PR #1774, opened 2025-12-04
Add freetype dependency version 2.13.3

ahcorde:
Add freetype dependency version 2.13.3

Related with https://github.com/ros2/rviz/pull/1636/files

To be able to merge the PR in https://github.com/ros2/rviz/pull/1636/files we should include freetype


mjcarroll:
I think we also need `zlib` for ogre to build?

ahcorde:
> I think we also need `zlib` for ogre to build?

I build this locally and it's working, maybe zlib is installed with another package ?

mjcarroll (approved):

PR #1810, opened 2026-03-31
Pixi: Removed Qt5 and add Qt6 support

ahcorde:
Pixi: Removed Qt5 and add Qt6 support


ahcorde:
Related with https://github.com/ros2/rviz/pull/1693

mjcarroll (approved):

PR #1814, opened 2026-04-08
Kilted: Pinned FastCDR version

ahcorde:
Kilted: Pinned FastCDR version. 

This change https://github.com/eProsima/Fast-CDR/pull/303 only make sense on Rolling not Kilted


ahcorde:
Superseed by https://github.com/ros2/ros2/pull/1815

PR #1822, opened 2026-04-30
Use vcs2l when validating repos files

cottsay:
The old `vcstool` has a bug that causes `validate` to fail for SHA refs. The bug appears to be fixed in `vcs2l`, so I think it's time to move forward.


christophebedard (approved):

cottsay:
@Mergifyio backport lyrical lyrical-release kilted kilted-release jazzy jazzy-release humble humble-release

________________________________________

* [Work task]: Exactly as written above, copy every line.

* [Result of the task]:
PR #1774, opened 2025-12-04
Add freetype dependency version 2.13.3

ahcorde:
Add freetype dependency version 2.13.3

Related with https://github.com/ros2/rviz/pull/1636/files

To be able to merge the PR in https://github.com/ros2/rviz/pull/1636/files we should include freetype


mjcarroll:
I think we also need `zlib` for ogre to build?

ahcorde:
> I think we also need `zlib` for ogre to build?

I build this locally and it's working, maybe zlib is installed with another package ?

mjcarroll (approved):

PR #1810, opened 2026-03-31
Pixi: Removed Qt5 and add Qt6 support

ahcorde:
Pixi: Removed Qt5 and add Qt6 support


ahcorde:
Related with https://github.com/ros2/rviz/pull/1693

mjcarroll (approved):

PR #1814, opened 2026-04-08
Kilted: Pinned FastCDR version

ahcorde:
Kilted: Pinned FastCDR version. 

This change https://github.com/eProsima/Fast-CDR/pull/303 only make sense on Rolling not Kilted


ahcorde:
Superseed by https://github.com/ros2/ros2/pull/1815

PR #1822, opened 2026-04-30
Use vcs2l when validating repos files

cottsay:
The old `vcstool` has a bug that causes `validate` to fail for SHA refs. The bug appears to be fixed in `vcs2l`, so I think it's time to move forward.


christophebedard (approved):

cottsay:
@Mergifyio backport lyrical lyrical-release kilted kilted-release jazzy jazzy-release humble humble-release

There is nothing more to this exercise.